PR #416, opened 2026-09-10
Add process_vm_access events for process_vm_readv/writev

Aegrah:
## Summary

Adds `process_vm_access` events for `process_vm_readv` and `process_vm_writev`, which
read and write another process's memory directly. The event reports the target, the
direction, the iovec shape, the remote address and the raw syscall return, so a denied
or failed attempt stays distinguishable from a completed transfer.

Supersedes #376, which resolved the target from the `pid` argument at syscall entry.
That value is namespace-relative and may name a thread, so it was compared against a
global tgid. This resolves the target from the task `mm_access()` has already looked up.

Issue: Prompt-driven feature

- Hook/backend: `tracepoint/syscalls/sys_{enter,exit}_process_vm_{readv,writev}` for the
  operation, plus `fentry/mm_access` with a `kprobe/mm_access` fallback for target
  identity — the common permission gate, where the target is an already-resolved
  `task_struct`. eBPF-only.
- Prior art: Tracee, Datadog CWS and Falco all pair a syscall hook with a kernel-function
  hook when the syscall argument is not what they need; this follows that pattern. Falco
  implements both syscalls fully and ships them disabled by default.
- Semantics/state: emitted on exit with the raw return; entry/exit correlated through
  bounded per-thread state with mandatory cleanup.
- Event/flag: `QUARK_EV_PROCESS_VM_ACCESS`, `QQ_PROCESS_VM_ACCESS`
- Coverage: both syscalls, both directions; same-process calls suppressed; a call naming
  a reaped pid never reaches `mm_access` and is not reported; a namespaced caller now
  resolves correctly. `/proc/<pid>/mem` is an accepted gap, better modelled on file open.
- Compatibility: 4.18+, dual fentry/kprobe with runtime fallback; a failed attach means
  the event is absent, never a failed probe load.
- Volume: one event per syscall, not per iovec. No dedup, deliberately — see Proof.

## Proof

- Build `make CLANG=clang-17` PASS; `t_process_vm_access @ ebpf ... ok` covers a
  successful read and write, a suppressed same-process call, a reaped-pid call, and
  `target_start_time_ns != 0`.
- Cold Fleet acceptance `20260910T102925Z-process-vm-access` (Endpoint/Agent 9.4.2).
- Persona volume gate `20260910T114814Z-process-vm-access-volume` on accepted build
  `endpoint-9.4.2-aba0979dc8d75bb9` (PASS, 1h): **0** `process_vm_access` documents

■ **YOUR TASK**: Output every record exactly as written, with nothing dropped.

■ **SOLUTION BELOW**:
PR #416, opened 2026-09-10
Add process_vm_access events for process_vm_readv/writev

Aegrah:
## Summary

Adds `process_vm_access` events for `process_vm_readv` and `process_vm_writev`, which
read and write another process's memory directly. The event reports the target, the
direction, the iovec shape, the remote address and the raw syscall return, so a denied
or failed attempt stays distinguishable from a completed transfer.

Supersedes #376, which resolved the target from the `pid` argument at syscall entry.
That value is namespace-relative and may name a thread, so it was compared against a
global tgid. This resolves the target from the task `mm_access()` has already looked up.

Issue: Prompt-driven feature

- Hook/backend: `tracepoint/syscalls/sys_{enter,exit}_process_vm_{readv,writev}` for the
  operation, plus `fentry/mm_access` with a `kprobe/mm_access` fallback for target
  identity — the common permission gate, where the target is an already-resolved
  `task_struct`. eBPF-only.
- Prior art: Tracee, Datadog CWS and Falco all pair a syscall hook with a kernel-function
  hook when the syscall argument is not what they need; this follows that pattern. Falco
  implements both syscalls fully and ships them disabled by default.
- Semantics/state: emitted on exit with the raw return; entry/exit correlated through
  bounded per-thread state with mandatory cleanup.
- Event/flag: `QUARK_EV_PROCESS_VM_ACCESS`, `QQ_PROCESS_VM_ACCESS`
- Coverage: both syscalls, both directions; same-process calls suppressed; a call naming
  a reaped pid never reaches `mm_access` and is not reported; a namespaced caller now
  resolves correctly. `/proc/<pid>/mem` is an accepted gap, better modelled on file open.
- Compatibility: 4.18+, dual fentry/kprobe with runtime fallback; a failed attach means
  the event is absent, never a failed probe load.
- Volume: one event per syscall, not per iovec. No dedup, deliberately — see Proof.

## Proof

- Build `make CLANG=clang-17` PASS; `t_process_vm_access @ ebpf ... ok` covers a
  successful read and write, a suppressed same-process call, a reaped-pid call, and
  `target_start_time_ns != 0`.
- Cold Fleet acceptance `20260910T102925Z-process-vm-access` (Endpoint/Agent 9.4.2).
- Persona volume gate `20260910T114814Z-process-vm-access-volume` on accepted build
  `endpoint-9.4.2-aba0979dc8d75bb9` (PASS, 1h): **0** `process_vm_access` documents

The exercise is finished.